Computer Controlled CX-10

18 Aug

The goal is to control the CX-10 (without custom firmware) from a computer. This is accomplished by connecting some wires from the transmitter to an Arduino. The potentiometers are removed from the transmitter and replaced by wires which connect to the custom Arduino shield. The buttons are connected without removing the actual buttons.


The schematics are pretty simple. Normally, the potentiometers provide a voltage between 0V and something around 3.4V. With the Aruino Uno, a PWM signal is generated and filtered with a low-pass filter. The voltage divider with two resistors (values 100K and 20K) brings it down from 5V to 4.17V. However, due to the capacitor the value seems to drop further. The oscilloscope showed a value at the outputs of around 3.4V at a duty cycle of 100%.

Schematics of the Arduino shield.
Schematics of the Arduino shield.


Arduino Shield

I constructed an Arduino prototyping shield according to the schematics. It has a pin header to connect to the transmitter later on. In addition to the schematics, it also has two MOSFETs to pull two push-buttons low. These buttons control the aerobatics-mode and the flip.

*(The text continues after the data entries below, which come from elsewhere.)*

PR #1887, opened 2019-11-29
[WIP] Drop aom decode tests from grcov task

barrbrain:
Testing the significance of change in running time.


barrbrain:
This reduced the running time by about 4 minutes. However, the second-longest task is about 1 minute slower than grcov without this change. Closing because little benefit to wall time.

PR #1888, opened 2019-11-29
Add sccache locally

Luni-4:
Run `sscache` locally and then cache its output for the next runs. The cache size is 400M for this [reason](https://github.com/actions/cache#cache-limits).


Luni-4:
Any clue about the `unix` error @barrbrain?

Luni-4:
Thanks for the review! We can close this one in favor of #1892

PR #1892, opened 2019-11-30
Add sccache locally (with fixes)

barrbrain:
Original patch from @Luni-4 moved back to local sccache store, populated by an actions/cache rule. There was a small, blocking issue with the syntax for setting a path relative to `HOME`. As well as resolving that, @barrbrain optimised the cache size and partitioning rules with consideration for the statistics in earlier runs.

### DIFF
--- a/.github/workflows/rav1e.yml
+++ b/.github/workflows/rav1e.yml
@@ -77,11 +77,29 @@ jobs:
     env:
       RUST_BACKTRACE: 1
       RUSTC_WRAPPER: sccache
+      SCCACHE_CACHE_SIZE: 300M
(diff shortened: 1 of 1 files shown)


barrbrain:
This is a continuation of #1888 with small fixes for implementation details of GitHub Actions.

.github/workflows/rav1e.yml
```diff
@@ -233,13 +238,28 @@ jobs:
 
     env:
       RUST_BACKTRACE: 1
+      RUSTC_WRAPPER: sccache
+      SCCACHE_CACHE_SIZE: 400M
```
Luni-4: I propose to change the cache size here too in order to maintain the coherence with the `unix` version

PR #1908, opened 2019-12-03
Remove allocations in get_sub_partitions_*.

tdaede:


src/rdo.rs
```diff
@@ -1392,33 +1392,39 @@ pub fn rdo_tx_type_decision<T: Pixel>(
 
 pub fn get_sub_partitions(
   four_partitions: &[TileBlockOffset; 4], partition: PartitionType,
-) -> Vec<TileBlockOffset> {
-  let mut partitions = vec![four_partitions[0]];
+) -> ArrayVec<[TileBlockOffset; EXT_PARTITION_TYPES]> {
+  let mut partition_offsets =
+    ArrayVec::<[TileBlockOffset; EXT_PARTITION_TYPES]>::new();
```
barrbrain: As far as I can tell, `EXT_PARTITION_TYPES` is 10 but the number of sub-partitions is in the range `1..=4`.

src/rdo.rs
```diff
@@ -1392,33 +1392,39 @@ pub fn rdo_tx_type_decision<T: Pixel>(
...
 }
 
 pub fn get_sub_partitions_with_border_check(
   four_partitions: &[TileBlockOffset; 4], partition: PartitionType,
   mi_width: usize, mi_height: usize, subsize: BlockSize,
-) -> Vec<TileBlockOffset> {
-  let mut partitions = vec![four_partitions[0]];
+) -> ArrayVec<[TileBlockOffset; EXT_PARTITION_TYPES]> {
+  let mut partition_offsets =
+    ArrayVec::<[TileBlockOffset; EXT_PARTITION_TYPES]>::new();
```
barrbrain: Likewise, `EXT_PARTITION_TYPES != 4` here.

src/rdo.rs
tdaede: I can switch it to plain ol' PARTITION_TYPES, but it will change when we actually support the other partitions. I wanted to do RAV1E_PARTITION_TYPES.len() but that's not allowed.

Arduino prototyping shield.
Arduino prototyping shield.


Transmitter modification

The original transmitter is modified to be able to use it with the Arduino. The potentiometers need to be removed and are replaced with wires to the Arduino. The buttons can stay in place because they are normally open.

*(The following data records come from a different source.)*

PR #1909, opened 2019-12-04
Document intentional dynamic allocations.

tdaede:


src/api/internal.rs
```diff
@@ -658,6 +658,7 @@ impl<T: Pixel> ContextInner<T> {
 
       let mvs = &fs.frame_mvs[index];
       use byteorder::{NativeEndian, WriteBytesExt};
+      // dynamic allocation: once per frame
```
shssoichiro: maybe worth noting this is from dump_lookahead_data?

tdaede: Ah, missed that.

PR #1910, opened 2019-12-04
Reduce number of allocations for planar data

barrbrain:
The LRF search and `ActivityMask` were allocating planar data as `Vec<Vec<_>>`.
Allocate as `Vec<_>` and use computed indices instead, e.g.:
`foo[x * w + y]` or `foo.chunks_exact(w)`.


barrbrain:
No significant impact to speed other than a 1.3% speed-up when running memory-profiler.

PR #1912, opened 2019-12-04
Reduce number of allocations for CDEF

barrbrain:
This continues #1910 - the allocating function `cdef_analyze_superblock`, was in another file.


lu-zero:
I would merge it sooner than later :)

Issue #1858, opened 2019-11-19
Desync with speed 0 and 1


ycho:
Tested with commit: acb7b69227ab29b42f8258b66d5c0dfee9a32470

./target/release/rav1e ~/Downloads/crowd_run_2160p50.y4m -o test.ivf -r test_rec.y4m --quantizer 128 --speed=1 --limit=3 --low_latency --tune=Psnr

../aom_build/aomdec test.ivf -o test_dec.y4m -v
../aom_build/aomdec test.ivf --rawvideo -o test_dec.yuv -v
ffmpeg -i test_rec.y4m test_rec.yuv -v 0
cmp test_rec.yuv test_dec.yuv

test_rec.yuv test_dec.yuv differ: char 8324073, line 1
==> difference in 2nd frame

Similar desync with speed 0. <s>1st frame is fine</s>.
Checked that it first happens at <s>the 2nd frame</s> both 1st and 2nd frame when two frames are encoded, and does. not happen if only one frame is encoded.
Speed 2, 6 and 10 were fine.

shssoichiro:
Could you give it a test at speed 2? I'd like to see if this is likely related to bottom-up encoding.

ycho:
Oh- Yeap, I missed stating that it was fine with speed 2!

ycho:
If I try narrowing down the problematic area, it is inter frame & bottom-up partition search.

ycho:
@shssoichiro 
It is possible "--tune Psnr" is causing desync for speed 0 and 1 (i.e. bottomup partition).
I tried:
 ./target/release/rav1e ~/Downloads/crowd_run_2160p50.y4m -o test.ivf -r test_rec.y4m --quantizer 128 --speed=1 --limit=2
, then it is fine.

And I tried again: 
./target/release/rav1e ~/Downloads/crowd_run_2160p50.y4m -o test.ivf -r test_rec.y4m --quantizer 128 --speed=1 --limit=2 --tune Psnr
, then desync happens.

test_rec.yuv test_dec.yuv differ: char 8418299, line 1

barrbrain:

Removal of the potentiometers.
Removal of the potentiometers.
Wires connected to mimic the potentiometers.
Wires connected to mimic the potentiometers.
Nice cable that fits into the Arduino shield.
Nice cable that fits into the Arduino shield.


Arduino firmware

The Arduino is flashed with Standard Firmata firmware. This firmware is available by default in the Arduino IDE. Only a small modification is done that increases the PWM frequency to the maximum. In the setup section, the following is added:

TCCR1B = TCCR1B & B11111000 | B00000001;    // set timer 1 divisor to     1 for PWM frequency of 31372.55 Hz
TCCR2B = TCCR2B & B11111000 | B00000001;    // set timer 2 divisor to     1 for PWM frequency of 31372.55 Hz

More information about Arduino PWM frequencies is available here:

Computer software

A computer program can send firmata commands to the Arduino. For now, I made a quick and dirty program that translate joystick commands to the PWM values of the Arduino. This is the result:

5 Replies to “Computer Controlled CX-10

  1. It is not clear how you wired the potentiometers; it looks like you have 4 green (ground) wires to each middle wire, and you show one blue to one side, and later you show two yellows and a red, but not where they attach. You only have 8 wires total?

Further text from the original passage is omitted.